I also want to recognize the team. I’ve put together an incredible group, both here and back at headquarters. My career staff has been phenomenal. They’ve built a strong foundation and kept the trains running. I received a message just this morning from a CDC thanking our centers for continuing to get authorizations out on time despite shutdowns and surges. Our people are working overtime, and they deserve credit.

We went out to our centers with no agenda. We weren’t there to talk about how great we were in DC. We were just there to say, “Hey, we’re here. We want to hear from you. How can we help?” And honestly, it was very humbling.

There are a lot of great folks out there working extremely hard. They were appreciative just to see leadership from DC show up with no agenda. At one point they said, “You know, where have y’all been?” And our response was simple: that’s not what we want to talk about. What do you need?

We put everyone in the room and said, “Just tell us—what’s working, what’s not, what are your issues?” And that’s really what it’s all about. They’re working hard, and our job is to give them better tools so they can be more efficient and make the process work better.

We’ve been managing a surge, and while volume is starting to normalize with the holidays, we’re still pushing hard to clear backlogs. We look at the numbers daily.

July 25th was a standout day. We approved over 10,000 loans totaling $5.5 billion. Manufacturing alone accounted for nearly 4,000 loans and $2.8 billion. Those numbers matter because they reflect real investment in the U.S. economy.

When I arrived, one of my biggest concerns was that we were operating with no fees. We were burning roughly $2 million a quarter. We turned the fees back on quickly, rewrote the SOP within our first 100 days, and launched it on June 1. That gave us guardrails again. Fundamental underwriting matters. You can’t make loans with no equity, no collateral, and no meaningful guarantees. We had drifted too far, and we brought it back.

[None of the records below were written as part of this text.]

PR #3204, opened 2025-02-24
docs: SysVI docs

ori-kron-wis:
@Hrovatin feel free to add a model description to /Users/orikr/PycharmProjects/scvi-tools/docs/user_guide/models/sysvi.md, in this PR

### DIFF
--- a/CHANGELOG.md
+++ b/CHANGELOG.md
@@ -21,7 +21,7 @@ to [Semantic Versioning]. Full commit history is available in the
     AutoZI, CellAssign and GimVI. {pr}`3121`.
 - Add {class}`scvi.external.RESOLVI` for bias correction in single-cell resolved spatial
     transcriptomics {pr}`3144`.
-- Add {class}`scvi.external.SysVI` SysVI for cycle consistency loss and VampPrior {pr}`3195`.
+- Add {class}`scvi.external.SysVI` for cycle consistency loss and VampPrior {pr}`3195`.
 
 #### Fixed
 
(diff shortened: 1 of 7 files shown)


Hrovatin:
@ori-kron-wis thank you very much.
I see many of the other models have small tutorials in the md file and a lot of additional theory behind it. What would be your general guide on how much info we should add here, especially since we have a detailed tutorial.

ori-kron-wis:
@Hrovatin , well, it's up to you. 
While the tutorial aim is to show an end-to-end typical use case of your model, the model description aim is to have a more theoretical background on it (see some other example, usually we expect to see advantages & limitations of model , the generative and inference processes scheme and tasks it can perform). 
I can see your tutorial has some theoretical parts, it's fine, they can have some overlap between them.

As I said, it's up to you, we do have other external models with no theoretical background in RTD, which is a bit pitty, as it reduces the chances of users to really adopting the model.

Hrovatin:
@ori-kron-wis I added the model description here https://github.com/Hrovatin/scvi-tools/blob/Ori-sysvi-docs-ready/docs/user_guide/models/sysvi.md

Should I open a new PR for it?

The description I decide on is more general (without strict mathematical formulation) to appeal to users without CS background.

Also, I was not able to build the docs due to error with:

```
Extension error (sphinx.ext.autosummary):
Handler <function process_generate_options at 0x105df6d40> for event 'builder-inited' threw an exception (exception: no module named scvi.autotune)
```
So please have a look that the two added images display properly.

ori-kron-wis:
@Hrovatin thanks! looks great. I will take care on putting this in our RTD.

PR #3225, opened 2025-03-02
docs: update sysvi docs and images

ori-kron-wis:
@Hrovatin


Hrovatin:
@ori-kron-wis thank you for taking care of it.

PR #3243, opened 2025-03-10
fix: SHAP expose params to user

ori-kron-wis:
updates in shap


ori-kron-wis:
putting this on hold for now.

PR #3246, opened 2025-03-11
feat: TQDM to transform_batch for loop & Update to WIS AWS S3

ori-kron-wis:


src/scvi/external/contrastivevi/_model.py
```diff
@@ -419,7 +420,7 @@ def get_normalized_expression(
             batch_index = tensors[REGISTRY_KEYS.BATCH_KEY]
             background_per_batch_exprs = []
             salient_per_batch_exprs = []
-            for batch in transform_batch:
+            for batch in tqdm(transform_batch):
```
canergen, line 423: @ori-kron-wis: Michal was complaining about this, as it prints quite a lot. Revert?

ori-kron-wis: It was here at first place cause she didn't know how long it will take, however since it prints a lot, I added a follow up PR that has a silence parameter which is True by default.

ori-kron-wis: https://github.com/scverse/scvi-tools/pull/3280

PR #1499, opened 2024-07-19
added react wrappers for green core icons arrowRight, arrowUpRightSqu…

GauriKudtarkar:
…are, arrowWallDown


libs/react/src/lib/icons/arrowUpRightSquare.tsx
```diff
@@ -0,0 +1,10 @@
+import React from 'react'
+import { createComponent } from '@lit/react'
+import { IconSquareArrowTopRight } from '@sebgroup/green-core/components/icon/icons/square-arrow-top-right'
+import { getScopedTagName } from '@sebgroup/green-core/scoping'
+
+export const ArrowUpRightSquare = createComponent({
```
vsjolander, line 6: Name should be `SquareArrowTopRight` to match with icon lib naming.

vsjolander (changes requested):
One small thing. Otherwise great work!

libs/react/src/lib/icons/arrowUpRightSquare.tsx
GauriKudtarkar: Updated file

astrit:
@GauriKudtarkar thank you for the update, will add some other things along the icons and merge it today ✌️

astrit:
@GauriKudtarkar will close this PR in favor of #1522 where your contribution is also included.

PR #1508, opened 2024-08-13
Added props for invalid and required

vsjolander:


astrit (approved):

libs/react/src/lib/datepicker/datepicker.stories.tsx
```diff
@@ -0,0 +1,48 @@
...
+
+export const Invalid: Story = {
+  args: {
+    label: 'Choose date',
+    invalid: true,
+    value: new Date(),
+    testId: 'test',
+  },
+  render: (args) => {
+    console.log(args)
```
believer, line 41: Remove `console.log`?

libs/react/src/lib/datepicker/datepicker.tsx
```diff
@@ -100,6 +121,8 @@ export const Datepicker = ({
     }
   }
 
+  console.log(props)
```
believer, line 124: Remove `console.log`?

believer: @vsjolander There were two different logs, one was not removed https://github.com/seb-oss/green/blob/main/libs/react/src/lib/datepicker/datepicker.tsx#L124

PR #1523, opened 2024-08-26
iOS Tokens for Swift Package Manager

seb-p-dahlback:
Updates the token output for iOS to fulfill the following requirements:

- Correctly formatted Swift
- Package definition and folder structure to conform to Swift Package Manager package structure
- Colors made available via UIKit and SwiftUI in a manner that automatically chooses the dark/light mode color depending on the current environment
- Tree format for token names to make token access a bit cleaner when called from Swift code

This outputs a package that, when copied over to a separate repository, makes it possible for any iOS Swift project to add and use tokens as a dependency.


splashdust (approved):
Looks good to me! Thank you for contributing to Green! 💚

PR #1527, opened 2024-08-26
Dialogs: correct a11y label and modality state

splashdust:


vsjolander (approved):
LGTM!

vsjolander:
@splashdust looks like crypto is not imported and added as a dep. We have [this in extract](https://github.com/seb-oss/green/blob/main/libs/extract/src/lib/id.ts) but maybe better to have a proper lib for these things and deprecate extract when the time comes.

splashdust:
> @splashdust looks like crypto is not imported and added as a dep. We have [this in extract](https://github.com/seb-oss/green/blob/main/libs/extract/src/lib/id.ts) but maybe better to have a proper lib for these things and deprecate extract when the time comes.

Ah, yes, but `crypo` is a browser API, so I'd rather use that than depend on Extract.

Issue #1223, opened 2024-02-21
TextArea info missing bold font


danielgomez-seb:
### Bug already reported?

- [X] I confirm that I have checked if the bug already has been reported

### For which framework/library you are reporting the bug

React

### Component name

TextArea

### Description

The TextArea component is missing bold font on the error message. You can see it in your stories 

https://sebgroup.github.io/green/latest/react/?path=/docs/components-form-textarea--text-area

<img width="776" alt="image" src="https://github.com/sebgroup/green/assets/111365245/68d85aab-43d6-410b-b69e-5fc8d6ce763d">

### Expected Behaviour

Expecting error message to be bolder.

EldRoos:
Found the error, it makes only the last item bold - this time it's the character counter. Will release a fix soon.

EldRoos:
#1529 fixes the bug. Closing!

PR #1529, opened 2024-08-26
Fixed footer always have medium text weight in text area

EldRoos:
#1223


splashdust (approved):
Looking good! 🚀 

Need to add changeset though!

PR #1534, opened 2024-08-27
Update coachmarks

splashdust:
* Add `computeVisibility` callback for customizing visibility
* Remove hard coded dependence on `main` element
* Rename close event to `gds-ui-state` to align with other components

And some other minor tweaks/alignments


astrit (approved):
Looks good to me ✌️

PR #1536, opened 2024-08-28
`green-react` add .js extension to every icon

astrit:
Updated all icons when getting imported from core package with ,js extension and also the build script.


splashdust (approved):
🚀 🚀 🚀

We also launched the Red Tape Pipeline. Regulation crushes small business, and we don’t talk about that enough. Advocacy is doing excellent work, and we’re committed to eliminating unnecessary regulations. If you’re seeing regulatory bottlenecks, tell us. Call us. Email us. Use the hotline.

We reinstated the franchise directory and cleared a massive backlog of new franchises. That was critical.

Manufacturing is a top priority. We launched a domestic supplier portal connecting over 100,000 U.S. suppliers with companies looking to reshore manufacturing. That effort has been hugely successful.

Strategically, manufacturing matters so much that the House just passed legislation increasing loan limits from $5 million to $10 million. That’s a big deal for both 7(a) and 504. On the 504 side, with a strong first mortgage, we can support very large projects.

We also launched a new working capital program effective October 1. Traditional CAPLines were simply too cumbersome unless you were already doing asset-based lending. We fixed that. Lenders now have flexibility, optional monitoring, and up to a 10-year term-out. This is about solving the working capital problem where deals most often fail.

Our priority industries are manufacturing, food supply chains, and critical minerals. These priorities come straight from the White House down. If you’re seeing deals in these areas, bring them to us.

We’re also strengthening partnerships across the federal government, including USDA, EXIM, HUD, VA, and others. Scaling capital requires coordination, and we’re doing that. Our partnership with USDA Rural Development has been strong, and rural America and community banks remain critical.

Lender engagement is another top priority. We want lenders who stepped away to come back. The SBA team is accessible. We answer calls. We solve problems. That’s the culture we’re building.

We’ve also streamlined COVID EIDL hold code issues. We still monitor risk, but unnecessary bottlenecks are being addressed. If something’s stuck, reach out.

What excites me most is the teamwork. There’s no turf war. Disaster, capital access, and senior leadership work together. If I need help, I get it. That’s rare in government, and it’s real here.

Thank you. I’m happy to take a few questions before I head back to a meeting with the Administrator.